With the same parameters for short reads binning, I used it also for a PacBio long reads sequencing project. It turns out that nearly each long contig was considered a bin (several thousand) by vamb while for GraphMB, which takes into account assembly graph, only about 100 bins are generated, which is consistent with Concoct+MaxBin2+Metabat2+DAS_tools (also about 100). I am wondering what is the problem with much longer contigs.

Thanks,

Jianshu

jakobnissen commented 1 year ago

That's interesting. We have begun benchmarking against synthetic PacBio reads and do find that Vamb performs well, so this is surprising. It could be overfitting of Vamb's network - but then it's weird GraphMB does not overfit.

I doubt it's long contigs, since Illumina assemblies also can create long contigs, and these bin just fine.

In general, I would expect GraphMB is superior to Vamb on long-read data. It's an extension of Vamb that is tuned for Nanopore reads, and which also include the assembly graph information.

simonrasmu commented 1 year ago

It could also be a case of the depth, ie how many samples and what is the average depth of the contigs?
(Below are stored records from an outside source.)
Issue #579, opened 2020-04-10
Scala API for accessing FASTA reference sequences


tfenne:
Anywhere in fgbio we need to access FASTA for reference genomes or similar we end up using HTSJDK's `ReferenceSequenceFile` and related classes (`ReferenceSequenceFileFactory`, `ReferenceSequence`).  These classes get the job done, and offer a fair amount of functionality, but they are old and their design is a little clunky, especially coming from scala.

We have previously generated scala APIs for concepts in HTSJDK for both SAM/BAM and for VCF.  We'd now like to do that for reference sequences.  I'm 99.9% sure the right way to do this is to wrap the HTSJDK classes and try to _never_ expose them in the scala API (similar to the VCF wrapper, and less like the SAM/BAM wrapper).

Some things that would be nice in the design:

- A more scala-esque API in general (use of `apply()` where it makes sense)
- A unified API that makes sense for a) accessing an indexed file, b) accessing a non-index file, c) pulling ranges out of a sequence already loaded into memory
- The ability to perform transforms on loaded sequences (e.g. force everything to be upper case, mask all lower case bases to Ns, etc.)
- Clarity in the API about when you're accessing metadata about a sequence vs. when you're pulling sequence data into memory

It may also be that it's time for us to think about having a scala implementation/wrapper of `SequenceDictionary` as that's often used heavily in conjunction with reference sequences, and is also super clunky.

FWIW I also have code kicking around somewhere for various activities that might be useful to think about and/or pull into fgbio as use cases for this, including:
- Invoking HTSJDK functions to generate `.fai` files
- "Normalizing" fasta files to a standard line length
- Building up a sequence dictionary from a FASTA and set of per-chromosome aliases

I would suggest starting this ticket by:

- Reviewing existing implementations including HTSJDK's, pyfaidx and any others you can think of
- Reviewing how we use the existing HTSJDK implementations through fgbio and possibly elsewhere
- Sketching out a _high level_ design of the _public API_ for review by myself and @nh13 

@nh13 Anything to add?

sstadick:
## Analysis

### Overview of existing implementations:

**HTSJDK**

- factory based object creation
- anything using `getSequenceDict` / `getSequence` will error if no index is present
- method based for access

**rust-bio**

- Nothing particularly interesting here other than Indexed readers are totally seperate and explicit

**pyfaidx**

- dict based access to sequences by name
- sequences are treated like Lists for indexing etc
- index file auto generated if it does not exist

[...]

PR #644, opened 2021-01-04
Document that sequence dictionary converts are computationally expensive, and add a cache

nh13:
CC: @mjhipp https://github.com/fulcrumgenomics/fgbio/issues/579#issuecomment-754228920

This PR has two commits for consideration:
1. document that repeatedly converting sequence dictionaries using the provided implicits is expensive
2. add a cache so that "it just works" for anybody using the implicits.  This is so that anybody that converts over to the new `SequenceDictionary` class and friends don't experience the same pain as @mjhipp 

100 iterations on hs38DH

This could be low if the number of pacbio reads are small and mess up the abundance estimations.

echoduan commented 1 year ago

How to run vamb command for PacBio long reads assembly?

I run the below command:

sample=lichen2 threads=128 minimap2 -d ${sample}_rena.contigs.mmi ${sample}_rena.contigs.fasta minimap2 -t 28 -N 5 -a --split-prefix mmsplit -t ${threads} ${sample}_rena.contigs.mmi ../${sample}.fasta.gz 2> 2-bam/${sample}_unsort.log | samtools view -F 3584 -b --threads ${threads} -o 2-bam/${sample}_unsort.bam prefix=vamb_bin/${sample} rm -rf vamb_bin mkdir -p vamb_bin vamb --outdir ${prefix} --fasta ${sample}_rena.contigs.fasta --bamfiles 2-bam/${sample}_unsort.bam -o C --minfasta 200000

But there is an error message:

[E::idx_find_and_load] Could not retrieve index file for '2-bam/lichen2_unsort.bam' Traceback (most recent call last): File "/public/home/acq7wsloil/anaconda3/envs/busco/bin/vamb", line 11, in sys.exit(main()) File "/public/home/acq7wsloil/anaconda3/envs/busco/lib/python3.7/site-packages/vamb/main.py", line 528, in main logfile=logfile) File "/public/home/acq7wsloil/anaconda3/envs/busco/lib/python3.7/site-packages/vamb/main.py", line 251, in run dropout, cuda, batchsize, nepochs, lrate, batchsteps, logfile) File "/public/home/acq7wsloil/anaconda3/envs/busco/lib/python3.7/site-packages/vamb/main.py", line 150, in trainvae logfile=logfile, modelfile=modelpath) File "/public/home/acq7wsloil/anaconda3/envs/busco/lib/python3.7/site-packages/vamb/encode.py", line 466, in trainmodel raise ValueError('Last batch size exceeds dataset length') ValueError: Last batch size exceeds dataset length

Could you help me fix it, or share your command with me please?